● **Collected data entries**
PR #13715, opened 2023-04-21
Reduce IO With Game Library Loading

elad335:
Avoid using expensive IO when there is no need to. (flushing to disk)
Avoid other IO when simply loading the game library.
This also improves booting disc games.
May or may not speed up loading the emulator with NAS or HDD drives.

### DIFF
--- a/rpcs3/Emu/System.cpp
+++ b/rpcs3/Emu/System.cpp
@@ -326,7 +326,7 @@ void Emulator::Init(bool add_only)
 	const bool is_exitspawn = m_config_mode == cfg_mode::continuous;
 
 	// Load config file
-	if (m_config_mode == cfg_mode::config_override)
+	if (m_config_mode == cfg_mode::config_override && !add_only)
 	{
 		if (const fs::file cfg_file{m_config_path, fs::read + fs::create})
 		{
@@ -353,7 +353,7 @@ void Emulator::Init(bool add_only)
 	}
 
 	// Reload global configuration
-	if (m_config_mode != cfg_mode::config_override && m_config_mode != cfg_mode::default_config)
+	if (m_config_mode != cfg_mode::config_override && m_config_mode != cfg_mode::default_config && !add_only)
 	{
 		const auto cfg_path = fs::get_config_dir() + "/config.yml";
 
@@ -379,6 +379,12 @@ void Emulator::Init(bool add_only)
 
 	// Backup config
 	g_backup_cfg.from_string(g_cfg.to_string());
+
+	if (add_only)
+	{
+		// We don't need to initialize the rest if we only add games
+		return;
+	}
 
 	// Create directories (can be disabled if necessary)
 	auto make_path_verbose = [&](const std::string& path, bool must_exist_outside_emu_dir)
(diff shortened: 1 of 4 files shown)


rpcs3/Emu/System.cpp
```diff
@@ -1552,6 +1552,19 @@ game_boot_result Emulator::Load(const std::string& title_id, bool add_only, bool
 			}
 		}
 
+		auto try_register_game_location = [&](const std::string& key, const std::string& loc)
+		{
+			auto node = games[key];
```
Megamouse, line 1557: This has to use the const version

elad335:
Added more optimizations.

rpcs3/Emu/System.cpp
```diff
@@ -482,7 +487,7 @@ void Emulator::Init(bool add_only)
 	{
 		sys_log.fatal("No user configured");
 	}
-	else
+	else if (!add_only)
```
Megamouse, line 490: obsolete. see 479

rpcs3/Emu/System.cpp
```diff
@@ -512,7 +517,7 @@ void Emulator::Init(bool add_only)
 		}
 	}
 
-	if (is_exitspawn)
+	if (is_exitspawn || add_only)
```
Megamouse, line 520: obsolete. see 479

rpcs3/Emu/System.h
```diff
@@ -119,6 +119,8 @@ class Emulator final
 	atomic_t<u64> m_pause_amend_time{0}; // increased when resumed
 	atomic_t<u64> m_stop_ctr{0}; // Increments when emulation is stopped
 
+	u64 m_games_yml_write_ctr = 0;
```
Megamouse, line 122: you can just use a bool and set it to false at the beginning of AddGamesFromDir

elad335: A counter is independent of its users, if you want to use it to check invalidations in more than place at once you can.
With bool you are limited to a single use instance.

Megamouse: You don't use it in that way though, which only overcomplicates things

Asinin3:
Before PR performance was awful. Here's my results **before** this PR with over 650 games spread across two mechanical HDDs.
0s to 10s - waiting for RPCS3 window to open
10s to 15s - waiting for Window elements to not be white
15s to 19s - waiting for gamelist to appear
19s to 27s - waiting for gamelist icons to appear
27s to 1m50s - waiting for UI to be responsive so i can actually click things
1m50s to 2m44s - waiting for disk space to be generated for all games in list

After: 
0s to 9s - waiting for RPCS3 window to open
9s to 15s - waiting for Window elements to not be white
15s to 22s - waiting for gamelist to appear
22s to 22s - waiting for gamelist icons to appear (now instant)
22s to 1m13s - waiting for UI to be responsive so i can actually click things
1m13s to 1m48s - Waiting for disk space to be generated for all games in list

So about 1minute faster for me from a cold boot. For it to finish, but more impressively 40seconds faster to actually have a responsive UI that I can click settings and things on while I wait for filesizes to still generate.

What I really want is a way to cache the file sizes RPCS3 generates for games, its the hugest hit to opening times but this is a good change

13xforever:
For most people the impact won't be as big, I have ~150 games and the startup time reduced from 8s down to 2s (which is still noticeable, but not as mindblowing).

ThePapaw:
I have 800+ games on NAS using virtual. I  just updated to 0.0.27-14919-6bf77166 and things are back to normal for me. I can launch RPCS3 and I can click on config and it opens right up, no more 6-8 minutes of waiting just for the config screen to open. Everything I've tried so far is back to normal for me. AWESOME work!

PR #13716, opened 2023-04-21
Emu: Cache games.yml and only save when necessary

Megamouse:
- Only load games.yml once during lifetime of rpcs3.
- Only save games.yml once after adding games

This means that if you had 200 games in your /games folder, you will now have at least 200 reads less during startup than before.
The reduction in write during startup won't be as amazing, since we only saved the games.yml when an entry was added (at least with the commit prior to this one).

### DIFF
--- a/rpcs3/Emu/System.cpp
+++ b/rpcs3/Emu/System.cpp
@@ -37,7 +37,6 @@
 #include "Utilities/StrUtil.h"
 
 #include "../Crypto/unself.h"
-#include "util/yaml.hpp"
 #include "util/logs.hpp"
 #include "util/serialization.hpp"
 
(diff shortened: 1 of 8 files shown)


rpcs3/Emu/System.cpp
```diff
@@ -3177,12 +3132,16 @@ void Emulator::AddGamesFromDir(const std::string& path)
 
 		if (const auto error = BootGame(dir_path, "", false, true); error == game_boot_result::no_errors)
 		{
-			if (std::exchange(m_games_yml_invalidated, false))
```
elad335, line 3180: Why not log it?

Megamouse: It's already logged in load

Megamouse: Also, i would have to clear the dirty flag each time which only complicates things for no reason

elad335 (approved):

PR #13717, opened 2023-04-21
Silence some warnings

Megamouse:
- Fixes Nvidia GTX 970 memory


kamxtra:
black screen on all games since the update

PR #13758, opened 2023-04-25
Qt: fix adding vsh to gamelist

Megamouse:


solarmystic:
XMB entry reappears again with this PR, thanks for the fix.

image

● **The problem**
An exact copy of all the entries above is what is needed.

● **Written reply**
PR #13715, opened 2023-04-21
Reduce IO With Game Library Loading

elad335:
Avoid using expensive IO when there is no need to. (flushing to disk)
Avoid other IO when simply loading the game library.
This also improves booting disc games.
May or may not speed up loading the emulator with NAS or HDD drives.

### DIFF
--- a/rpcs3/Emu/System.cpp
+++ b/rpcs3/Emu/System.cpp
@@ -326,7 +326,7 @@ void Emulator::Init(bool add_only)
 	const bool is_exitspawn = m_config_mode == cfg_mode::continuous;
 
 	// Load config file
-	if (m_config_mode == cfg_mode::config_override)
+	if (m_config_mode == cfg_mode::config_override && !add_only)
 	{
 		if (const fs::file cfg_file{m_config_path, fs::read + fs::create})
 		{
@@ -353,7 +353,7 @@ void Emulator::Init(bool add_only)
 	}
 
 	// Reload global configuration
-	if (m_config_mode != cfg_mode::config_override && m_config_mode != cfg_mode::default_config)
+	if (m_config_mode != cfg_mode::config_override && m_config_mode != cfg_mode::default_config && !add_only)
 	{
 		const auto cfg_path = fs::get_config_dir() + "/config.yml";
 
@@ -379,6 +379,12 @@ void Emulator::Init(bool add_only)
 
 	// Backup config
 	g_backup_cfg.from_string(g_cfg.to_string());
+
+	if (add_only)
+	{
+		// We don't need to initialize the rest if we only add games
+		return;
+	}
 
 	// Create directories (can be disabled if necessary)
 	auto make_path_verbose = [&](const std::string& path, bool must_exist_outside_emu_dir)
(diff shortened: 1 of 4 files shown)


rpcs3/Emu/System.cpp
```diff
@@ -1552,6 +1552,19 @@ game_boot_result Emulator::Load(const std::string& title_id, bool add_only, bool
 			}
 		}
 
+		auto try_register_game_location = [&](const std::string& key, const std::string& loc)
+		{
+			auto node = games[key];
```
Megamouse, line 1557: This has to use the const version

elad335:
Added more optimizations.

rpcs3/Emu/System.cpp
```diff
@@ -482,7 +487,7 @@ void Emulator::Init(bool add_only)
 	{
 		sys_log.fatal("No user configured");
 	}
-	else
+	else if (!add_only)
```
Megamouse, line 490: obsolete. see 479

rpcs3/Emu/System.cpp
```diff
@@ -512,7 +517,7 @@ void Emulator::Init(bool add_only)
 		}
 	}
 
-	if (is_exitspawn)
+	if (is_exitspawn || add_only)
```
Megamouse, line 520: obsolete. see 479

rpcs3/Emu/System.h
```diff
@@ -119,6 +119,8 @@ class Emulator final
 	atomic_t<u64> m_pause_amend_time{0}; // increased when resumed
 	atomic_t<u64> m_stop_ctr{0}; // Increments when emulation is stopped
 
+	u64 m_games_yml_write_ctr = 0;
```
Megamouse, line 122: you can just use a bool and set it to false at the beginning of AddGamesFromDir

elad335: A counter is independent of its users, if you want to use it to check invalidations in more than place at once you can.
With bool you are limited to a single use instance.

Megamouse: You don't use it in that way though, which only overcomplicates things

Asinin3:
Before PR performance was awful. Here's my results **before** this PR with over 650 games spread across two mechanical HDDs.
0s to 10s - waiting for RPCS3 window to open
10s to 15s - waiting for Window elements to not be white
15s to 19s - waiting for gamelist to appear
19s to 27s - waiting for gamelist icons to appear
27s to 1m50s - waiting for UI to be responsive so i can actually click things
1m50s to 2m44s - waiting for disk space to be generated for all games in list

After: 
0s to 9s - waiting for RPCS3 window to open
9s to 15s - waiting for Window elements to not be white
15s to 22s - waiting for gamelist to appear
22s to 22s - waiting for gamelist icons to appear (now instant)
22s to 1m13s - waiting for UI to be responsive so i can actually click things
1m13s to 1m48s - Waiting for disk space to be generated for all games in list

So about 1minute faster for me from a cold boot. For it to finish, but more impressively 40seconds faster to actually have a responsive UI that I can click settings and things on while I wait for filesizes to still generate.

What I really want is a way to cache the file sizes RPCS3 generates for games, its the hugest hit to opening times but this is a good change

13xforever:
For most people the impact won't be as big, I have ~150 games and the startup time reduced from 8s down to 2s (which is still noticeable, but not as mindblowing).

ThePapaw:
I have 800+ games on NAS using virtual. I  just updated to 0.0.27-14919-6bf77166 and things are back to normal for me. I can launch RPCS3 and I can click on config and it opens right up, no more 6-8 minutes of waiting just for the config screen to open. Everything I've tried so far is back to normal for me. AWESOME work!

PR #13716, opened 2023-04-21
Emu: Cache games.yml and only save when necessary

Megamouse:
- Only load games.yml once during lifetime of rpcs3.
- Only save games.yml once after adding games

This means that if you had 200 games in your /games folder, you will now have at least 200 reads less during startup than before.
The reduction in write during startup won't be as amazing, since we only saved the games.yml when an entry was added (at least with the commit prior to this one).

### DIFF
--- a/rpcs3/Emu/System.cpp
+++ b/rpcs3/Emu/System.cpp
@@ -37,7 +37,6 @@
 #include "Utilities/StrUtil.h"
 
 #include "../Crypto/unself.h"
-#include "util/yaml.hpp"
 #include "util/logs.hpp"
 #include "util/serialization.hpp"
 
(diff shortened: 1 of 8 files shown)


rpcs3/Emu/System.cpp
```diff
@@ -3177,12 +3132,16 @@ void Emulator::AddGamesFromDir(const std::string& path)
 
 		if (const auto error = BootGame(dir_path, "", false, true); error == game_boot_result::no_errors)
 		{
-			if (std::exchange(m_games_yml_invalidated, false))
```
elad335, line 3180: Why not log it?

Megamouse: It's already logged in load

Megamouse: Also, i would have to clear the dirty flag each time which only complicates things for no reason

elad335 (approved):

PR #13717, opened 2023-04-21
Silence some warnings

Megamouse:
- Fixes Nvidia GTX 970 memory


kamxtra:
black screen on all games since the update

PR #13758, opened 2023-04-25
Qt: fix adding vsh to gamelist

Megamouse:


solarmystic:
XMB entry reappears again with this PR, thanks for the fix.

image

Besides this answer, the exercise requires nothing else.